• WHAT TO DO: The reply should return the data in full, exactly as written.

• DATA PROVIDED:
PR #113, opened 2018-05-21
Require named arguments to follow all positional arguments

### LINKED ISSUE #105: Explicit ordering of positional and named arguments in call expressions

stasm:
Fix #105.

### DIFF
--- a/syntax/abstract.mjs
+++ b/syntax/abstract.mjs
@@ -1,11 +1,25 @@
 import * as FTL from "./ast.mjs";
-import {always} from "../lib/combinators.mjs";
+import {always, never} from "../lib/combinators.mjs";
 
 export function list_into(Type) {
     switch (Type) {
         case FTL.CallExpression:
-            return ([callee, args = []]) =>
-                always(new Type(callee, args));
+            return ([callee, args]) => {
+                let positional = [];
+                let named = [];
+                for (let arg of args) {
+                    if (arg instanceof FTL.NamedArgument) {
+                        named.push(arg);
+                    } else if (named.length > 0) {
+                        return never(
+                            "Positional arguments must not follow " +
+                            "named arguments.");
+                    } else {
+                        positional.push(arg);
+                    }
+                }
+                return always(new Type(callee, positional, named));
+            };
         case FTL.Message:
             return ([comment, ...args]) =>
                 always(new Type(...args, comment));
--- a/syntax/abstract.mjs
+++ b/syntax/abstract.mjs
@@ -1,36 +1,38 @@
 import * as FTL from "./ast.mjs";
+import {always} from "../lib/combinators.mjs";
 
 export function list_into(Type) {
     switch (Type) {
         case FTL.CallExpression:
             return ([callee, args = []]) =>
-                new Type(callee, args);
+                always(new Type(callee, args));
         case FTL.Message:
             return ([comment, ...args]) =>
-                new Type(...args, comment);
+                always(new Type(...args, comment));
         case FTL.Pattern:
             return elements =>
-                new FTL.Pattern(
+                always(new FTL.Pattern(
                     elements
                         .reduce(join_adjacent(FTL.TextElement), [])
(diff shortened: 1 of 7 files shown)


syntax/abstract.mjs
```diff
@@ -1,36 +1,52 @@
 import * as FTL from "./ast.mjs";
+import {always, never} from "../lib/combinators.mjs";
```
stasm: This lays a foundation for adding more semantics checks to `abstract.mjs`. By making `into` return a new `Parser` instance itself, we can chain parsers (a.k.a. _flatmap_, `then` or `and_then`) and reject parse results during the AST construction.

stasm: Would these combinators read better as `accept` and `reject`?

syntax/ast.mjs
```diff
@@ -147,11 +147,12 @@ export class VariantExpression extends Expression {
 }
 
 export class CallExpression extends Expression {
-    constructor(callee, args = []) {
+    constructor(callee, args = [], kwargs = []) {
         super();
         this.type = "CallExpression";
         this.callee = callee;
         this.arguments = args;
+        this.keywords = kwargs;
```
stasm: The runtime has to separate positional and named arguments anyways, so we might just as well do it in the AST. I called the field `keywords` following how Python calls them. The arguments, however, are called _named arguments_, so perhaps there's some better wording here?

syntax/abstract.mjs
```diff
@@ -1,36 +1,52 @@
...
     switch (Type) {
         case FTL.CallExpression:
-            return ([callee, args = []]) =>
-                new Type(callee, args);
+            return ([callee, args]) => {
+                let posargs = [];
+                let kwargs = [];
+                for (let arg of args) {
+                    if (arg instanceof FTL.NamedArgument) {
+                        kwargs.push(arg);
```
stasm: In the future, we could add a semantic check here to forbid duplicate named arguments. I filed #114 to track this.

test/fixtures/call_expressions.json
```diff
@@ -35,7 +35,8 @@
                                         "name": "msg"
                                     }
                                 }
-                            ]
+                            ],
+                            "keywords": []
```
stasm: I re-read the whole file in full and verified that these changes make sense.

syntax/ast.mjs
Pike: I wouldn't introduce `keyword` in fluent. I'd make positional vs named explicit, as in `positional_arguments` and `keyword_arguments`. If that's too long, maybe `_args`, or just no suffix, and comment `// arguments`.

syntax/abstract.mjs
Pike: Those don't read significantly better to me. I wouldn't want two names for the same thing, though, and in grammar.mjs, the current terminology seems to be more fitting.

stasm:
> We might want to refactor abstract.mjs at some point down the road, but not yet. I think the point comes when there's more logic that validates, and it's getting hard to read the switch statement.

I agree. Let's first see how other changes planned for the 0.6 milestone affect this file. I'll be happy to refactor it before it gets unwieldy.

syntax/ast.mjs
stasm: What do you mean by `just no suffix, and comment // arguments.`? I also considered `options` for the named arguments, since they are mostly intended to be used as such.

Pike: No suffix meant to say
```
// arguments
positional = pos_args
named = named_args
```

stasm: Ah, OK! Yeah, I think I'll go for this one.

stasm: I'm going to land this PR with `positional` and `named`. I filed #124 to discuss renaming `named` to `options`.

• EXERCISE SOLUTION:
PR #113, opened 2018-05-21
Require named arguments to follow all positional arguments

### LINKED ISSUE #105: Explicit ordering of positional and named arguments in call expressions

stasm:
Fix #105.

### DIFF
--- a/syntax/abstract.mjs
+++ b/syntax/abstract.mjs
@@ -1,11 +1,25 @@
 import * as FTL from "./ast.mjs";
-import {always} from "../lib/combinators.mjs";
+import {always, never} from "../lib/combinators.mjs";
 
 export function list_into(Type) {
     switch (Type) {
         case FTL.CallExpression:
-            return ([callee, args = []]) =>
-                always(new Type(callee, args));
+            return ([callee, args]) => {
+                let positional = [];
+                let named = [];
+                for (let arg of args) {
+                    if (arg instanceof FTL.NamedArgument) {
+                        named.push(arg);
+                    } else if (named.length > 0) {
+                        return never(
+                            "Positional arguments must not follow " +
+                            "named arguments.");
+                    } else {
+                        positional.push(arg);
+                    }
+                }
+                return always(new Type(callee, positional, named));
+            };
         case FTL.Message:
             return ([comment, ...args]) =>
                 always(new Type(...args, comment));
--- a/syntax/abstract.mjs
+++ b/syntax/abstract.mjs
@@ -1,36 +1,38 @@
 import * as FTL from "./ast.mjs";
+import {always} from "../lib/combinators.mjs";
 
 export function list_into(Type) {
     switch (Type) {
         case FTL.CallExpression:
             return ([callee, args = []]) =>
-                new Type(callee, args);
+                always(new Type(callee, args));
         case FTL.Message:
             return ([comment, ...args]) =>
-                new Type(...args, comment);
+                always(new Type(...args, comment));
         case FTL.Pattern:
             return elements =>
-                new FTL.Pattern(
+                always(new FTL.Pattern(
                     elements
                         .reduce(join_adjacent(FTL.TextElement), [])
(diff shortened: 1 of 7 files shown)


syntax/abstract.mjs
```diff
@@ -1,36 +1,52 @@
 import * as FTL from "./ast.mjs";
+import {always, never} from "../lib/combinators.mjs";
```
stasm: This lays a foundation for adding more semantics checks to `abstract.mjs`. By making `into` return a new `Parser` instance itself, we can chain parsers (a.k.a. _flatmap_, `then` or `and_then`) and reject parse results during the AST construction.

stasm: Would these combinators read better as `accept` and `reject`?

syntax/ast.mjs
```diff
@@ -147,11 +147,12 @@ export class VariantExpression extends Expression {
 }
 
 export class CallExpression extends Expression {
-    constructor(callee, args = []) {
+    constructor(callee, args = [], kwargs = []) {
         super();
         this.type = "CallExpression";
         this.callee = callee;
         this.arguments = args;
+        this.keywords = kwargs;
```
stasm: The runtime has to separate positional and named arguments anyways, so we might just as well do it in the AST. I called the field `keywords` following how Python calls them. The arguments, however, are called _named arguments_, so perhaps there's some better wording here?

syntax/abstract.mjs
```diff
@@ -1,36 +1,52 @@
...
     switch (Type) {
         case FTL.CallExpression:
-            return ([callee, args = []]) =>
-                new Type(callee, args);
+            return ([callee, args]) => {
+                let posargs = [];
+                let kwargs = [];
+                for (let arg of args) {
+                    if (arg instanceof FTL.NamedArgument) {
+                        kwargs.push(arg);
```
stasm: In the future, we could add a semantic check here to forbid duplicate named arguments. I filed #114 to track this.

test/fixtures/call_expressions.json
```diff
@@ -35,7 +35,8 @@
                                         "name": "msg"
                                     }
                                 }
-                            ]
+                            ],
+                            "keywords": []
```
stasm: I re-read the whole file in full and verified that these changes make sense.

syntax/ast.mjs
Pike: I wouldn't introduce `keyword` in fluent. I'd make positional vs named explicit, as in `positional_arguments` and `keyword_arguments`. If that's too long, maybe `_args`, or just no suffix, and comment `// arguments`.

syntax/abstract.mjs
Pike: Those don't read significantly better to me. I wouldn't want two names for the same thing, though, and in grammar.mjs, the current terminology seems to be more fitting.

stasm:
> We might want to refactor abstract.mjs at some point down the road, but not yet. I think the point comes when there's more logic that validates, and it's getting hard to read the switch statement.

I agree. Let's first see how other changes planned for the 0.6 milestone affect this file. I'll be happy to refactor it before it gets unwieldy.

syntax/ast.mjs
stasm: What do you mean by `just no suffix, and comment // arguments.`? I also considered `options` for the named arguments, since they are mostly intended to be used as such.

Pike: No suffix meant to say
```
// arguments
positional = pos_args
named = named_args
```

stasm: Ah, OK! Yeah, I think I'll go for this one.

stasm: I'm going to land this PR with `positional` and `named`. I filed #124 to discuss renaming `named` to `options`.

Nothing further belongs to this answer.